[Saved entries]
--------------------------------
PR #1113, opened 2022-04-11
feature(enhancement): Blueshift update group call

sauravlal-rudderstack:
## Description of the change

> Update Group call.

## Type of change

## Related issues

> Fix [#1]() 

### Development

- [ ] Lint rules pass locally

### Code review 


v0/destinations/blueshift/transform.js
```diff
@@ -116,58 +113,29 @@ const identifyResponseBuilder = async (message, category, { Config }) => {
...
-      }
-    } else {
-      throw new CustomError(
-        "[Blueshift]:: name and description are required to create an empty list, or List Id is required to add user.",
-        400
-      );
-    }
-  }
+  payload.event = "identify";
+  payload = extractCustomFields(message, payload, ["traits"], ["cookie"]);
```
shrouti1507, line 130: Suggestion: As `cookie` is being mapped from traits only and it is **not** a mandatory field, we can simply move all the properties from traits here and do not need to add it in the mapping json.

v0/destinations/blueshift/data/blueshiftGroupConfig.json
```diff
@@ -1,47 +1,85 @@
...
-    "required": false
+    "required": true
   },
   {
-    "destKey": "identifier_value",
+    "destKey": "customer_id",
     "sourceKeys": "userId",
     "sourceFromGenericMap": true,
-    "required": true
+    "required": false
```
utsabc, line 12:
```suggestion
    "required": true
```
Isn't userId mandatory for mapping?

v0/destinations/blueshift/data/blueshiftGroupConfig.json
```diff
@@ -1,47 +1,85 @@
...
+    "sourceKeys": ["context.idfv", "context.device.id"],
+    "required": false
+  },
+  {
+    "destKey": "device_manufacturer",
+    "sourceKeys": "context.device.manufacturer",
+    "required": false
+  },
+  {
+    "destKey": "os_name",
```
utsabc, line 51: Are these fields populating for each user in group ?

v0/destinations/blueshift/transform.js
```diff
@@ -116,58 +113,29 @@ const identifyResponseBuilder = async (message, category, { Config }) => {
...
+  if (!Config.eventApiKey) {
     throw new CustomError(
-      "[BLUESHIFT] User API Key required for Authentication.",
+      "[BLUESHIFT] event API Key required for Authentication.",
       400
     );
   }
 
-  const payload = constructPayload(message, MAPPING_CONFIG[category.name]);
+  let payload = constructPayload(message, MAPPING_CONFIG[category.name]);
```
utsabc, line 123:
```suggestion
  const payload = constructPayload(message, MAPPING_CONFIG[category.name]);
```

utsabc:
We have removed quite a number of integration tests are we covering all the scenarios with unit test cases?

v0/destinations/blueshift/transform.js
utsabc: In mapping JSON the mapping is sourced from specific fields like `context.device.id` which will be difficult to implement using this function

sauravlal-rudderstack:
> We have removed quite a number of integration tests are we covering all the scenarios with unit test cases?

> Yeah, previously we have lots of conditions so built a test case accordingly, but now we change, so it has no use.

v0/destinations/blueshift/transform.js
utsabc: You cannot reassign `const` but you can modify property of a `const` variable
Example 
```
const payload = { key: value };
payload.key2 = value
```
The above is allowed

```
const payload = { key: value };
payload  = { key2: value2 }
```
The above is not allowed


```
let payload = { key: value };
payload  = { key2: value2 }
```
The above is allowed

v0/destinations/blueshift/data/blueshiftGroupConfig.json
utsabc: So sending a group call to blueshift without `customer_id` works?

utsabc: How is the particular `user` identified then ?

utsabc (approved):

ItsSudip (approved):

utsabc:
Need to check `eu` instead of `EU` in transformer

utsabc (approved):

ItsSudip (approved):

akashrpo (approved):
--------------------------------
§ **Work item**
Using the records above, report how many lines include "constructPayload", with no words around the number.

§ **Answer to the problem**
3